### Work to complete
Please return, with no alterations, the lines below from the very first through the one that contains "This PR adds logic".

### Records for the exercise
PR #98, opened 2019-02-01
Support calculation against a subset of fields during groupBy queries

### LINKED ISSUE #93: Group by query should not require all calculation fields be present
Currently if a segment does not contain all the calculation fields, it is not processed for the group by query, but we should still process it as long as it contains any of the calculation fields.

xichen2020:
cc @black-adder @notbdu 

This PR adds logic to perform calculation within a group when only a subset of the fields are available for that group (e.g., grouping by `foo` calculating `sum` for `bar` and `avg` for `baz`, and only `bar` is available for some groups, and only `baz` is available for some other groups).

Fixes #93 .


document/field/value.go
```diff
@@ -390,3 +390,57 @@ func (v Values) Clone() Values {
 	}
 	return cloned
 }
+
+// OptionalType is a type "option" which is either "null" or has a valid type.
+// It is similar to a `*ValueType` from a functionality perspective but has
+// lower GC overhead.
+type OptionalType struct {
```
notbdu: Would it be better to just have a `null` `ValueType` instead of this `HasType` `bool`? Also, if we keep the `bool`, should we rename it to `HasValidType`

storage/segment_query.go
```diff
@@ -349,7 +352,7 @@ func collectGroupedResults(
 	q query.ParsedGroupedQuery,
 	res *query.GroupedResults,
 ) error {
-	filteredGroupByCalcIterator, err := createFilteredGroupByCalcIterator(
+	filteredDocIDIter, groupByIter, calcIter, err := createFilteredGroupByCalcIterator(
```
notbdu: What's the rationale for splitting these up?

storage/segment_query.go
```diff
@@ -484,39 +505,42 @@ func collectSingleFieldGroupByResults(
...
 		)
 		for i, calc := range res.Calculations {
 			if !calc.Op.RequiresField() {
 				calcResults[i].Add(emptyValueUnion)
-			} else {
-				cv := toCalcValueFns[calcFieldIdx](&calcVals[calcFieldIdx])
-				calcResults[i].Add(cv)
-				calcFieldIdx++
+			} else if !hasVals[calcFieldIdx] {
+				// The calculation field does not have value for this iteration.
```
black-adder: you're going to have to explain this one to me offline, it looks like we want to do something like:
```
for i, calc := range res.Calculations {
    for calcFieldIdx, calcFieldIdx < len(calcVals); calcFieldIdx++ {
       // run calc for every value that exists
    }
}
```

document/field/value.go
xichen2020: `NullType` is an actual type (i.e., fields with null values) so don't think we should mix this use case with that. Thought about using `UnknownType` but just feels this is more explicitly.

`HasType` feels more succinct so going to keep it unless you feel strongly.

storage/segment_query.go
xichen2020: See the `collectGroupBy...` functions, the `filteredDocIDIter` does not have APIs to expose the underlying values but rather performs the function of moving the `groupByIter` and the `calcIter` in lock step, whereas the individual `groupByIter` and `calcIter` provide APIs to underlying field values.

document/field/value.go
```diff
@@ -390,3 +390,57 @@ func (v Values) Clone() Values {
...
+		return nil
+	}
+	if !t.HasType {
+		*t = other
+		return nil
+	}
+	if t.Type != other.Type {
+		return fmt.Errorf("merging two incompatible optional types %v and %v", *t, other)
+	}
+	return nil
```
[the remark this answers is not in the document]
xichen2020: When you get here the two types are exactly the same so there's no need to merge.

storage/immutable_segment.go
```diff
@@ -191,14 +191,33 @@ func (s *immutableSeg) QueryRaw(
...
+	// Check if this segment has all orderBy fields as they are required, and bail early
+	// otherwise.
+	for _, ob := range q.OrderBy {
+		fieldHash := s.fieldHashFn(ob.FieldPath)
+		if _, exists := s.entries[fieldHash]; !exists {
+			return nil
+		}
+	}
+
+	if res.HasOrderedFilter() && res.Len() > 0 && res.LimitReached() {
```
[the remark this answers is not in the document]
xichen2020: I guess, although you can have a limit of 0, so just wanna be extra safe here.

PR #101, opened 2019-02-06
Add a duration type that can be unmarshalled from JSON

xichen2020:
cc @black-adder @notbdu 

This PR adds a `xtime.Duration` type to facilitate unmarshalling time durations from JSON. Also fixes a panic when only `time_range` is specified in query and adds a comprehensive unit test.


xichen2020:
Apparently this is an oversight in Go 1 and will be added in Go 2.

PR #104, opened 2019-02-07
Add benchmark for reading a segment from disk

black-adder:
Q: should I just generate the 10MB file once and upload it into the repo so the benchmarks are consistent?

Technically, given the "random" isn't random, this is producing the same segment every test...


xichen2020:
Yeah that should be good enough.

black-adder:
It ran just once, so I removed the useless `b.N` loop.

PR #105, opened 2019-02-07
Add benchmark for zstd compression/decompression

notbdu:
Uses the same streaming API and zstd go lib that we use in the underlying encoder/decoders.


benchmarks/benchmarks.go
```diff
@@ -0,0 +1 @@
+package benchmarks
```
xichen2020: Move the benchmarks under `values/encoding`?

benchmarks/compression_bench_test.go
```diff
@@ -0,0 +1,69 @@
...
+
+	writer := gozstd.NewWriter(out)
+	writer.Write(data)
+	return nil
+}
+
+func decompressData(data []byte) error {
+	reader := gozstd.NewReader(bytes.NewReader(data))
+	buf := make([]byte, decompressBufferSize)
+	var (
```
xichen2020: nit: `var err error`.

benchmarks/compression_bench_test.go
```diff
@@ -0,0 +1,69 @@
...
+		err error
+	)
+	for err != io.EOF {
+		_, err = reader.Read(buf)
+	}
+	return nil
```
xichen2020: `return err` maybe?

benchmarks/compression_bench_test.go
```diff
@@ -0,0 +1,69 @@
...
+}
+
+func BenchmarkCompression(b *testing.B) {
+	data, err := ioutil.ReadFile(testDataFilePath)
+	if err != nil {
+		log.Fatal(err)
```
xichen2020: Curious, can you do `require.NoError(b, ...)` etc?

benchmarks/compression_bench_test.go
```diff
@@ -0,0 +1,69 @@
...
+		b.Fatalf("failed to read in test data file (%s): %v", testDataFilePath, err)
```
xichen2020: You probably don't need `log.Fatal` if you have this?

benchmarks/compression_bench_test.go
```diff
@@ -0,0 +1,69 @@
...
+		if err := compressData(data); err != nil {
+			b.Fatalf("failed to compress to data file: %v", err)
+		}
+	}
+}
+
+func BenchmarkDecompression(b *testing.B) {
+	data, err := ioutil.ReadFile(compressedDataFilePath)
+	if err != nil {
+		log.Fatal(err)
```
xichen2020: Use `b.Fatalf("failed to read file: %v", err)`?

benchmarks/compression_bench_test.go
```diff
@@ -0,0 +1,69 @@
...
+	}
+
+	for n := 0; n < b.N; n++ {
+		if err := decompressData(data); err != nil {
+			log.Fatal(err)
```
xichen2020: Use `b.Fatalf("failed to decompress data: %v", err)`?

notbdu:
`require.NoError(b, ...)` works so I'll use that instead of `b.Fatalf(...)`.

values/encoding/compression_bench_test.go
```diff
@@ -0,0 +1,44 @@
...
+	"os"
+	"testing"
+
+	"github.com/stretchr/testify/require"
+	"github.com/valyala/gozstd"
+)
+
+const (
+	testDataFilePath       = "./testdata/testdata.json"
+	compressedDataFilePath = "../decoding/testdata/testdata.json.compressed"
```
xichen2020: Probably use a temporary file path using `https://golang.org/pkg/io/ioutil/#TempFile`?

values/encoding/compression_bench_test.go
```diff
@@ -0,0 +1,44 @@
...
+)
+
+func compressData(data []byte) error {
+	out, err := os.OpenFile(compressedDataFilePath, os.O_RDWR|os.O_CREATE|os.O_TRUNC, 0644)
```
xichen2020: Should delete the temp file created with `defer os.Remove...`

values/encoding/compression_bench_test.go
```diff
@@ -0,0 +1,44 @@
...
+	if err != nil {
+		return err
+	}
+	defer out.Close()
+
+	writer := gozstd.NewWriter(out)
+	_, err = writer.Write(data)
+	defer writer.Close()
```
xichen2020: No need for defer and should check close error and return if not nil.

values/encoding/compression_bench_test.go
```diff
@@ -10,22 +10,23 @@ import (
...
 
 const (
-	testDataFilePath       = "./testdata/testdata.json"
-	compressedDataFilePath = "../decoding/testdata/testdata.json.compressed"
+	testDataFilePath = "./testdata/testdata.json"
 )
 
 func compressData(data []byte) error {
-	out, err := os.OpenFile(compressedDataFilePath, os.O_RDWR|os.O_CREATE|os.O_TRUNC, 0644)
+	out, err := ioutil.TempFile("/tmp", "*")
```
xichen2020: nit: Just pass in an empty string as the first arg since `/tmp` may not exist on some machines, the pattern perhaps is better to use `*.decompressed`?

### Finished exercise
PR #98, opened 2019-02-01
Support calculation against a subset of fields during groupBy queries

### LINKED ISSUE #93: Group by query should not require all calculation fields be present
Currently if a segment does not contain all the calculation fields, it is not processed for the group by query, but we should still process it as long as it contains any of the calculation fields.

xichen2020:
cc @black-adder @notbdu 

This PR adds logic to perform calculation within a group when only a subset of the fields are available for that group (e.g., grouping by `foo` calculating `sum` for `bar` and `avg` for `baz`, and only `bar` is available for some groups, and only `baz` is available for some other groups).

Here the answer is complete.